-- EXERCISE MATERIALS --
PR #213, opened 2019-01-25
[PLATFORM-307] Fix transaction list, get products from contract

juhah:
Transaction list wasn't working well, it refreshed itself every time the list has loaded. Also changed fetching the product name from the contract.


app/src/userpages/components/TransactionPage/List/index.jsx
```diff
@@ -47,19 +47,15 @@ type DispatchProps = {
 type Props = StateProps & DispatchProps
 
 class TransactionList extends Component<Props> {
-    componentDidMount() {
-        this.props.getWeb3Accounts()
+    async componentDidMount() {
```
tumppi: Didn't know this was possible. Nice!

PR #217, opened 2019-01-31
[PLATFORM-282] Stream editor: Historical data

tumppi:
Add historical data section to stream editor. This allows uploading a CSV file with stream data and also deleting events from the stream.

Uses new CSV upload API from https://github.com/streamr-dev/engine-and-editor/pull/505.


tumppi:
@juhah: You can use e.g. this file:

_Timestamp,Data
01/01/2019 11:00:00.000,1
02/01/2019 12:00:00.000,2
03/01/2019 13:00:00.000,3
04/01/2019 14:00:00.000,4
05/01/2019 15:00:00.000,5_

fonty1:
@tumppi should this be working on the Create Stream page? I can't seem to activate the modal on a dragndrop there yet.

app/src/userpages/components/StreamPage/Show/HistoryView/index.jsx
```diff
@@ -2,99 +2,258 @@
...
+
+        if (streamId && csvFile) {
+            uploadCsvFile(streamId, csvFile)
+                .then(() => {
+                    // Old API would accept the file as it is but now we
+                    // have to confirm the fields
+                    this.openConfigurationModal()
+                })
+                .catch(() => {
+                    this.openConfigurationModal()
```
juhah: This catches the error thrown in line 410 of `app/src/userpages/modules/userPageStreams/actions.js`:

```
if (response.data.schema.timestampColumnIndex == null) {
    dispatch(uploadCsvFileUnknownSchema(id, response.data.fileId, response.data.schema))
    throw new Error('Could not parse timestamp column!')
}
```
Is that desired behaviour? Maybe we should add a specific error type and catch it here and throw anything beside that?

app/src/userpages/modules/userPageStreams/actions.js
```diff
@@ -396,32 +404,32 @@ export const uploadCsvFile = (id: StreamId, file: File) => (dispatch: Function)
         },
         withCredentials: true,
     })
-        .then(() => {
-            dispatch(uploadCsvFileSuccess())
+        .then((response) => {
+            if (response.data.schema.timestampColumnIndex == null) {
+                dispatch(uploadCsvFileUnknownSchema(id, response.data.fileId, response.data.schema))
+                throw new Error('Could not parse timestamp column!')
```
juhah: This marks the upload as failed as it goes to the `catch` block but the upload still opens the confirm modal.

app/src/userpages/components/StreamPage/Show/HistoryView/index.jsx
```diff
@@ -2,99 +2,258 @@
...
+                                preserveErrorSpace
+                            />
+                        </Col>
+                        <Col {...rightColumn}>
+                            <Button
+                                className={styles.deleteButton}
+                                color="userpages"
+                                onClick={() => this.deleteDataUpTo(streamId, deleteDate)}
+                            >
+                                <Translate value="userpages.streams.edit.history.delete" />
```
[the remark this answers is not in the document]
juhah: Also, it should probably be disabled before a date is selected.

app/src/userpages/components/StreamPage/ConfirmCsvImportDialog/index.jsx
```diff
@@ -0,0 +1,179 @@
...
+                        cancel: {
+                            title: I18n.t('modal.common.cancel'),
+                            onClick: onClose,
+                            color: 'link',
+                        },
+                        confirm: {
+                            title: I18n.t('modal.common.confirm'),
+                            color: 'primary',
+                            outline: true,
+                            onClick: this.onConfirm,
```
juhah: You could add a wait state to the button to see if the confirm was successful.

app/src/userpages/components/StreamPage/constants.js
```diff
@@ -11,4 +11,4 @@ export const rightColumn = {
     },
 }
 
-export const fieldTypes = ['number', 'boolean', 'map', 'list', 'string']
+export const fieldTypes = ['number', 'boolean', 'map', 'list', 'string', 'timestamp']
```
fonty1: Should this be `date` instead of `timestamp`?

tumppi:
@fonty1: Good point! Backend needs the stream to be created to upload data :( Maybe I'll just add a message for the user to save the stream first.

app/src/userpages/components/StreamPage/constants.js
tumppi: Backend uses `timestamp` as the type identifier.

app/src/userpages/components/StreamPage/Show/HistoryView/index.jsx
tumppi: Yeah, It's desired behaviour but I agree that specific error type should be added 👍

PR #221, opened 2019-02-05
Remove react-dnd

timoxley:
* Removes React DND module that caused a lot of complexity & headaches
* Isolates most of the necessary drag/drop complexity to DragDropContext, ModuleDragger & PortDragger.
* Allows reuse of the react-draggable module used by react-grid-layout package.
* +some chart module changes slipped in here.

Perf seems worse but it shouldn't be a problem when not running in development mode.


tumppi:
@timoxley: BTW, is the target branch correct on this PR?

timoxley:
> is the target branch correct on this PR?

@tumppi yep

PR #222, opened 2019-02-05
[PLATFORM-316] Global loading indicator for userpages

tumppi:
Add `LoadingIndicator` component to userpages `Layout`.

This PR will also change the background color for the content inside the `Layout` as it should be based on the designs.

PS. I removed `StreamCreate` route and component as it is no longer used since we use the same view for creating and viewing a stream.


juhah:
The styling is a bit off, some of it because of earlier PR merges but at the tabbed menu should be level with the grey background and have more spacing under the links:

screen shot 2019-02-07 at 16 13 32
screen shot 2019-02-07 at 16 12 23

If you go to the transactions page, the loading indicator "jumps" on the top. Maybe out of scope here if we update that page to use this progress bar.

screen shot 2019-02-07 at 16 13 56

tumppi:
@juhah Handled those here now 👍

-- WHAT IS EXPECTED --
Within the material above, please work out how many lines contain the word "userPageStreams" and give that number by itself.

-- EXERCISE OUTPUT --
2